◆ WHAT THIS TASK INVOLVES
Output all entries verbatim.

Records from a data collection
============================================================

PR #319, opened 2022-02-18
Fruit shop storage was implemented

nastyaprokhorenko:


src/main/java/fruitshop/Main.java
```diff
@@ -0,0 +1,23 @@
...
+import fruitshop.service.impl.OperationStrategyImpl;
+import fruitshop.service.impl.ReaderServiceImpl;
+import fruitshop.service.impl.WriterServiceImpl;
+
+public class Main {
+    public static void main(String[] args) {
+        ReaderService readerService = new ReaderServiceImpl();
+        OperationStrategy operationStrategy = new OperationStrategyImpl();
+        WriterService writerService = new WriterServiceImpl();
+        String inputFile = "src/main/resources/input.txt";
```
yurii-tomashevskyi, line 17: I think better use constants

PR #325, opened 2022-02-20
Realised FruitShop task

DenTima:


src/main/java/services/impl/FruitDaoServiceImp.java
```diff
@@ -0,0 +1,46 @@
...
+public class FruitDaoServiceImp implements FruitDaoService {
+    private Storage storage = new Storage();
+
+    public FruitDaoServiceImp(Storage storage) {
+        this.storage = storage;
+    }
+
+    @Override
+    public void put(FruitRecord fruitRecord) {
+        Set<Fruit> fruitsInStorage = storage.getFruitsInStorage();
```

============================================================

◆ FINISHED TASK
PR #319, opened 2022-02-18
Fruit shop storage was implemented

nastyaprokhorenko:


src/main/java/fruitshop/Main.java
```diff
@@ -0,0 +1,23 @@
...
+import fruitshop.service.impl.OperationStrategyImpl;
+import fruitshop.service.impl.ReaderServiceImpl;
+import fruitshop.service.impl.WriterServiceImpl;
+
+public class Main {
+    public static void main(String[] args) {
+        ReaderService readerService = new ReaderServiceImpl();
+        OperationStrategy operationStrategy = new OperationStrategyImpl();
+        WriterService writerService = new WriterServiceImpl();
+        String inputFile = "src/main/resources/input.txt";
```
yurii-tomashevskyi, line 17: I think better use constants

PR #325, opened 2022-02-20
Realised FruitShop task

DenTima:


src/main/java/services/impl/FruitDaoServiceImp.java
```diff
@@ -0,0 +1,46 @@
...
+public class FruitDaoServiceImp implements FruitDaoService {
+    private Storage storage = new Storage();
+
+    public FruitDaoServiceImp(Storage storage) {
+        this.storage = storage;
+    }
+
+    @Override
+    public void put(FruitRecord fruitRecord) {
+        Set<Fruit> fruitsInStorage = storage.getFruitsInStorage();
```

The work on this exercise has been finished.